As many people may be starting their Christmas shopping earlier this year, the CCPS is advising consumers to be particularly wary of traders offering popular Christmas high demand goods for sale and to follow a number of easy steps before they buy. 

Always buy from reputable retailers

When shopping online, it can sometimes be hard to know who you are buying from.

The CCPC has said it’s important to do some quick research, check reviews and social media pages, and check where the business is based.

“If you can’t find this information easily, approach with caution. If the business is based outside of the EU, you may consider finding an alternative EU store to ensure you have stronger rights should an issue arise,” it said. 

Buyer be aware

If you come across a product that is out of stock everywhere else, the CCPC has advised to be careful of small unknown traders offering these high demand goods online or on social media.

People are being advised to do some research, look at online consumer forums and on social media for additional consumer reviews or feedback about the business before you buy.

“Also remember, while price is important, don’t let it be the only deciding factor when buying online.
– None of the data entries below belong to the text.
PR #25499, opened 2023-07-06
 feat(@angular-devkit/build-angular): add `ssr` option in application builder

alan-agius4:
This commit adds an `ssr` option to the application builder, this can be either a `boolean` or an `object` with an `entryPoint` property.

In the future, server bundles will only be emitted when the ssr option is truthy, as unlike SSR, SSG and AppShell do not require the server bundles to be written to disk.

### DIFF
--- a/packages/angular_devkit/build_angular/src/builders/application/schema.json
+++ b/packages/angular_devkit/build_angular/src/builders/application/schema.json
@@ -452,6 +452,26 @@
         }
       ]
     },
+    "ssr": {
+      "description": "Server side render (SSR) pages of your application during runtime.",
+      "default": false,
+      "oneOf": [
+        {
+          "type": "boolean",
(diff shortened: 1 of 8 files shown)


packages/angular_devkit/build_angular/src/builders/application/schema.json
```diff
@@ -452,6 +452,26 @@
...
+        {
+          "type": "boolean",
+          "description": "Enable the server bundles to be written to disk."
+        },
+        {
+          "type": "object",
+          "properties": {
+            "entry": {
+              "type": "string",
+              "description": "The server entry-point that when executed will spawn the server."
```
clydin, line 468:
```suggestion
              "description": "The server entry-point that when executed will spawn the web server."
```
Just to make it a little more explicit as to the options purpose

clydin (approved):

A cheaper price doesn’t always mean a better deal and if it looks too good to be true, more often than not, it probably is,” the CCPC said. 

Watch out for exclusively five-star reviews

When reading consumer reviews on business’ websites, the CPPC said people should be wary if all of the reviews are positive.

People are being advised to keep in mind that products and services with authentic consumer reviews are more likely to have a mix of consumer feedback across the rating scale.

“So, watch out for products or services with only positive reviews or exclusively five-star ratings,” the CCPC said. 

Browse the website before you buy

The CCPC has said people should watch out for poor English, such as spelling and grammar mistakes, or language that doesn’t sound right.

Just because a website has a .ie address does not mean it is an Irish registered business, it has warned. 

Consumers are being advised to also check that the website lists contact information, including a contact email address, phone number and geographical address.

“You can also look for VAT Numbers or company registration numbers as this information can be verified through government and EU websites. Reputable and legitimate companies will always list ways to get in touch with them, so if the website doesn’t have a ‘Contact us’ page, it could well be fraudulent,” the CCPC said.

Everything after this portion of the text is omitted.